- **Your goal**
Each line below needs to be repeated precisely as it is.

Saved data entries:
Content starts

PR #1014, opened 2021-01-20
Add accessibilityLabel

hakloev:
# Why?

We didn't read the content

# What?

The panel component had `isAccessibilityElement` set to `true`, but didn't set an `accessibilityLabel` and thus didn't read the content of the label. 

# Version Change

patch

# UI Changes

No


nickfalk (approved):
👍

PR #1016, opened 2021-01-26
Remove FinnUI

osanoj:
# Why?
FinnUI has been moved to https://github.com/finn-no/finnui-ios

# What?
Removed FinnUI code and updated docs.

# Version Change
It is not breaking FinniversKit, that should not have changed. FinnUI has moved but is it broken here then...? 🤔


ninarg (approved):
🎉 👏

PR #1087, opened 2022-01-20
Fix: Remove dark mode override for demo

bstien:
# Why?
The manual override of darkmode is annoyance that prevents us from checking how our views react when the `userInterfaceStyle` changes.

# What?
- Remove all traces of forced `userInterfaceStyle` override from demo.
- Fix correct appearance for navigationBar in demo `UINavigationController`.
- Cleanup of misc. demo related files.
  - There's still more to cleanup, but no need to clutter this PR with that.

# Version Change
Major. Both the app and FinnUI depends on some of the models removed.

# UI Changes
Simulator Screen Recording - iPhone 13 Pro - 2022-01-20 at 18 37 00


bstien:
I had an issue in `ButtonDemoView` where all the section titles would say `Unknown`, instead of the current style. I've seen it before when running in simulator, but it would be gone on the next run. Now I would get the same when running snapshot tests.

The reason might be that `UIColor` is a reference type, and the styles have somehow gotten the same instance in some cases and a different one in others.

bstien:
It seems a lot of our libs were using `dynamicColorIfAvailable(defaultColor:darkModeColor:)`, so I've re-added it with a deprecation notice. It now simply calls `dynamicColor(defaultColor:darkModeColor:)`, so no functionality is broken.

Content ends

- **Written answer**
PR #1014, opened 2021-01-20
Add accessibilityLabel

hakloev:
# Why?

We didn't read the content

# What?

The panel component had `isAccessibilityElement` set to `true`, but didn't set an `accessibilityLabel` and thus didn't read the content of the label. 

# Version Change

patch

# UI Changes

No


nickfalk (approved):
👍

PR #1016, opened 2021-01-26
Remove FinnUI

osanoj:
# Why?
FinnUI has been moved to https://github.com/finn-no/finnui-ios

# What?
Removed FinnUI code and updated docs.

# Version Change
It is not breaking FinniversKit, that should not have changed. FinnUI has moved but is it broken here then...? 🤔


ninarg (approved):
🎉 👏

PR #1087, opened 2022-01-20
Fix: Remove dark mode override for demo

bstien:
# Why?
The manual override of darkmode is annoyance that prevents us from checking how our views react when the `userInterfaceStyle` changes.

# What?
- Remove all traces of forced `userInterfaceStyle` override from demo.
- Fix correct appearance for navigationBar in demo `UINavigationController`.
- Cleanup of misc. demo related files.
  - There's still more to cleanup, but no need to clutter this PR with that.

# Version Change
Major. Both the app and FinnUI depends on some of the models removed.

# UI Changes
Simulator Screen Recording - iPhone 13 Pro - 2022-01-20 at 18 37 00


bstien:
I had an issue in `ButtonDemoView` where all the section titles would say `Unknown`, instead of the current style. I've seen it before when running in simulator, but it would be gone on the next run. Now I would get the same when running snapshot tests.

The reason might be that `UIColor` is a reference type, and the styles have somehow gotten the same instance in some cases and a different one in others.

bstien:
It seems a lot of our libs were using `dynamicColorIfAvailable(defaultColor:darkModeColor:)`, so I've re-added it with a deprecation notice. It now simply calls `dynamicColor(defaultColor:darkModeColor:)`, so no functionality is broken.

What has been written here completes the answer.